Work request:
In the entries that follow, find the line containing "### LINKED ISSUE", then output exactly every line from the first through that one.

(Excerpts from a dataset)
+ + + + +

PR #2540, opened 2025-10-02
feat(request): add delimiter support to get_param_as_list

### LINKED ISSUE #2538: Add delimiter support to `req.get_param_as_list()`
As we are planning to add OpenAPI spec affordances down the 4.x road, we'll need to make adjustments to our request utility methods.

Add a new _delimiter_ keyword arg to [`req.get_param_as_list()`](https://falcon.readthedocs.io/en/latest/api/request_and_response_wsgi.html#falcon.Request.get_param_as_list).
If provided (otherwise default `None`), the supported values should be:
* `','`: comma separated
* `' '`: space separated, same as [`spaceDelimited`](https://spec.openapis.org/oas/latest.html#style-values) in the spec
* `'|'`: pipe separated, same as [`pipeDelimited`](https://spec.openapis.org/oas/latest.html#style-values) in the spec

Should we also accept string atoms `'spaceDelimited'` and `'pipeDelimited'` directly as in the spec?

If provided, the splitting on the delimiter will always occur after percent-decoding, document this. The examples in the spec also illustrate that spaces and pipes are percent-encoded. Compare and contrast this with the request option to pre-split on comma.

bricklayer25:
Add a new delimiter keyword argument to 
req.get_param_as_list to support splitting query parameter values on characters other than a comma.

Closes #2538 

# Summary of Changes

This PR introduces a new delimiter keyword argument to the req.get_param_as_list() method.

This enhancement allows for parsing list-style query parameters that use delimiters other than the default comma (e.g., spaces, pipes). The primary motivation is to better support spaceDelimited and pipeDelimited styles as described in the OpenAPI specification.

The splitting logic is only applied when the parameter value is a single string, which preserves the framework's existing behavior for handling multiple instances of the same parameter in a query string.

# Related Issues

Closes #2538 

# Pull Request Checklist

- [x] Changes (and possible deprecations) have [towncrier](https://towncrier.readthedocs.io/en/latest/tutorial.html#creating-news-fragments) news fragments under `docs/_newsfragments/`, with the file name format `{issue_number}.{fragment_type}.rst`. (Run `towncrier --draft` to ensure it renders correctly.)

### DIFF
--- a/docs/_newsfragments/2538.newandimproved.rst
+++ b/docs/_newsfragments/2538.newandimproved.rst
@@ -1,0 +1,1 @@
+req.get_param_as_list() now supports a delimiter argument for splitting values.
--- a/falcon/request.py
+++ b/falcon/request.py
@@ -1943,6 +1943,7 @@ class Request:
         *,
         required: Literal[True],
         store: StoreArg = ...,
+        delimiter: str | None = None,
         default: list[str] | None = ...,
     ) -> list[str]: ...
 
@@ -1953,6 +1954,7 @@ class Request:
         transform: Callable[[str], _T],
         required: Literal[True],
         store: StoreArg = ...,
+        delimiter: str | None = None,
         default: list[_T] | None = ...,
     ) -> list[_T]: ...
 
@@ -1963,6 +1965,7 @@ class Request:
         transform: None = ...,
         required: bool = ...,
         store: StoreArg = ...,
+        delimiter: str | None = None,
         *,
         default: list[str],
     ) -> list[str]: ...
@@ -1974,6 +1977,7 @@ class Request:
         transform: Callable[[str], _T],
         required: bool = ...,
         store: StoreArg = ...,
+        delimiter: str | None = None,
         *,
         default: list[_T],
     ) -> list[_T]: ...
@@ -1985,6 +1989,7 @@ class Request:
         transform: None = ...,
         required: bool = ...,
         store: StoreArg = ...,
+        delimiter: str | None = None,
         default: list[str] | None = ...,
     ) -> list[str] | None: ...
 
@@ -1995,6 +2000,7 @@ class Request:
         transform: Callable[[str], _T],
         required: bool = ...,
         store: StoreArg = ...,
+        delimiter: str | None = None,
         default: list[_T] | None = ...,
     ) -> list[_T] | None: ...
 
@@ -2004,6 +2010,7 @@ class Request:
         transform: Callable[[str], _T] | None = None,
         required: bool = False,
         store: StoreArg = None,
+        delimiter: str | None = None,
         default: list[_T] | None = None,
     ) -> list[_T] | list[str] | None:
         """Return the value of a query string parameter as a list.
@@ -2021,6 +2028,10 @@ class Request:
             name (str): Parameter name, case-sensitive (e.g., 'ids').
 
         Keyword Args:
+            delimiter(str): An optional character for splitting a parameter
+                value into a list. Useful for styles like ``spaceDelimited``
+                or ``pipeDelimited``. If not provided, default list parsing
+                applies.
             transform (callable): An optional transform function
                 that takes as input each element in the list as a ``str`` and
                 outputs a transformed element for inclusion in the list that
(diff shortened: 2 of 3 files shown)


docs/_newsfragments/2538.newandimproved.rst
```diff
@@ -0,0 +1 @@
+req.get_param_as_list() now supports a delimiter argument for splitting values.
```
vytas7: It would be nicer to actually link to the request method in question, probably the below could do (untested)
```rst
:meth:`falcon.Request.get_param_as_list`
```

falcon/request.py
```diff
@@ -2021,6 +2028,10 @@ def get_param_as_list(
             name (str): Parameter name, case-sensitive (e.g., 'ids').
 
         Keyword Args:
+            delimiter(str): An optional character for splitting a parameter
+                value into a list. Useful for styles like ``spaceDelimited``
+                or ``pipeDelimited``. If not provided, default list parsing
```
vytas7: It might be useful to link to the OpenAPI spec in the parentheses `(see also: ...)`.

falcon/request.py
```diff
@@ -2004,6 +2010,7 @@ def get_param_as_list(
         transform: Callable[[str], _T] | None = None,
         required: bool = False,
         store: StoreArg = None,
+        delimiter: str | None = None,
```
vytas7: Let's add the _delimiter_ parameter last. We haven't enforced keyword-only arguments in this method yet (maybe we should :thinking:), so this could otherwise theoretically be perceived as a breaking change if one passes everything as positional arguments.

falcon/request.py
```diff
@@ -2066,6 +2077,16 @@ def get_param_as_list(
         if name in params:
             items = params[name]
 
+            # If a delimiter is specified AND the param is a single string, split it.
+            if delimiter and isinstance(items, str):
```
vytas7: Let's only allow the delimiters from the OpenAPI spec in the first iteration, so `','`, `' '`, and `'|'`.
This will make this change easier to reason about in the terms of possible edge cases and side effects.

falcon/request.py
```diff
@@ -2066,6 +2077,16 @@ def get_param_as_list(
...
+                if delimiter == ' ':
+                    items = items.split(' ')
+                elif delimiter == '|':
+                    items = items.split('|')
+                else:
+                    # For commas and others, also strip whitespace for convenience.
+                    items = [v.strip() for v in items.split(delimiter)]
```
vytas7: I don't think we want undocumented side effects like stripping whitespace, moreover, depending on the value of the delimiter.

vytas7 (changes requested):
Thanks for this PR!
This is a great start, but we need to make a couple of tweaks before merging (see the comments inline).

rushevich:
Sounds good. I'm away from my computer for the next 2 days but I'll be able to take care of those adjustments afterwards.

vytas7:
> Sounds good. I'm away from my computer for the next 2 days but I'll be able to take care of those adjustments afterwards.

Thanks, have a nice weekend!

falcon/request.py
CaselIT: it may makes sense to use a dict like similar to the one below to validate delimiter
```py
{' ': ' ', 'spaceDelimited': ' ', ',': ',', 'commaDelimited': ',', '|': '|', 'pipeDelimited': '|'}
```

(we could likely define this at module level)

tests/test_request_attrs.py
```diff
@@ -1012,6 +1012,35 @@ def test_etag_parsing_helper(self, asgi, header_value):
 
         assert _parse_etags(header_value) is None
 
+    @pytest.mark.parametrize('asgi', [False, True])
+    def test_get_param_as_list_space_delimited(self, asgi):
```
CaselIT: I think we already a fixture called asgi that automatically does true/false

CaselIT (changes requested):
thanks, left some suggestions

falcon/request.py
CaselIT: (not sure if we want to also support `comma, space, pipe` as valid keys. I'm not against it, but they are not in the spec)

vytas7: Personally I would vote for keeping just the bare minimum of supported delimiters needed for the OAS in the first iteration (so just like your mapping, maybe even sans `commaDelimited` since it is not in the spec either, but comma is already default in some compact styles there).

We can add more later if there is need/popular demand.

vytas7 (approved):
Thanks once again @bricklayer25!

I took the liberty of tweaking your changeset somewhat, and went on to address the review comments.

+ + + + +

Answer section:
PR #2540, opened 2025-10-02
feat(request): add delimiter support to get_param_as_list

### LINKED ISSUE #2538: Add delimiter support to `req.get_param_as_list()`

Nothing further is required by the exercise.